PR #1239, opened 2022-01-20
Revert "Build wheels for ppc64le"

jpivarski:
Reverts scikit-hep/awkward-1.0#1224

@chrisburr I should have done a manual CD test, first. It didn't deploy: https://github.com/scikit-hep/awkward-1.0/actions/runs/1724731128

I'm reverting this to release 1.8.0rc3. We'll revisit it!

### DIFF
--- a/.github/workflows/wheels.yml
+++ b/.github/workflows/wheels.yml
@@ -77,13 +77,7 @@ jobs:
     strategy:
       matrix:
         python: [36, 37, 38, 39, 310]
-        arch: [aarch64, ppc64le]
-        exclude:
-          - arch: ppc64le
-            python: 36
-          - arch: ppc64le
-            python: 37
-
+        arch: [aarch64]
     steps:
 
     - uses: actions/checkout@v2


chrisburr:
Ah I think it fails to test because numpy doesn't have ppc64le wheels (when I tested numpy was already installed so I didn't notice). It seems it's on [the roadmap](https://numpy.org/neps/roadmap.html#platform-support) but I guess it'll have to wait for now unless you'd consider releasing untested ppc64le wheels?

jpivarski:
Okay, that explains it. If NumPy doesn't have PowerPC wheels, I don't think it helps much for Awkward to have PowerPC wheels because PowerPC users would have to compile _something_, anyway. (I'm assuming that it's at least as hard to compile NumPy as Awkward.) When they do, we can reinstate this, though.

chrisburr:
> If NumPy doesn't have PowerPC wheels, I don't think it helps much for Awkward to have PowerPC wheels because PowerPC users would have to compile something, anyway.

Numpy is a fairly standard thing to find pre-installed so I think in most cases it's probably not an issue.

jpivarski:
I see—you're thinking it would come from the OS distribution's package manager. (I used to do that, but now I always get it from pip or conda. I don't trust my OS distribution's package manager for any Python packages.)

If it's reintroduced into the Awkward build, then GitHub Actions would have to compile NumPy, which isn't terrible, but it's a slow-down. It's not something we'd want to have happen in regular CI builds, though maybe a CD release.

# BRIEF:
All entries are to be printed once more, exactly as given.

# SOLUTION TO THIS TASK:
PR #1239, opened 2022-01-20
Revert "Build wheels for ppc64le"

jpivarski:
Reverts scikit-hep/awkward-1.0#1224

@chrisburr I should have done a manual CD test, first. It didn't deploy: https://github.com/scikit-hep/awkward-1.0/actions/runs/1724731128

I'm reverting this to release 1.8.0rc3. We'll revisit it!

### DIFF
--- a/.github/workflows/wheels.yml
+++ b/.github/workflows/wheels.yml
@@ -77,13 +77,7 @@ jobs:
     strategy:
       matrix:
         python: [36, 37, 38, 39, 310]
-        arch: [aarch64, ppc64le]
-        exclude:
-          - arch: ppc64le
-            python: 36
-          - arch: ppc64le
-            python: 37
-
+        arch: [aarch64]
     steps:
 
     - uses: actions/checkout@v2


chrisburr:
Ah I think it fails to test because numpy doesn't have ppc64le wheels (when I tested numpy was already installed so I didn't notice). It seems it's on [the roadmap](https://numpy.org/neps/roadmap.html#platform-support) but I guess it'll have to wait for now unless you'd consider releasing untested ppc64le wheels?

jpivarski:
Okay, that explains it. If NumPy doesn't have PowerPC wheels, I don't think it helps much for Awkward to have PowerPC wheels because PowerPC users would have to compile _something_, anyway. (I'm assuming that it's at least as hard to compile NumPy as Awkward.) When they do, we can reinstate this, though.

chrisburr:
> If NumPy doesn't have PowerPC wheels, I don't think it helps much for Awkward to have PowerPC wheels because PowerPC users would have to compile something, anyway.

Numpy is a fairly standard thing to find pre-installed so I think in most cases it's probably not an issue.

jpivarski:
I see—you're thinking it would come from the OS distribution's package manager. (I used to do that, but now I always get it from pip or conda. I don't trust my OS distribution's package manager for any Python packages.)

If it's reintroduced into the Awkward build, then GitHub Actions would have to compile NumPy, which isn't terrible, but it's a slow-down. It's not something we'd want to have happen in regular CI builds, though maybe a CD release.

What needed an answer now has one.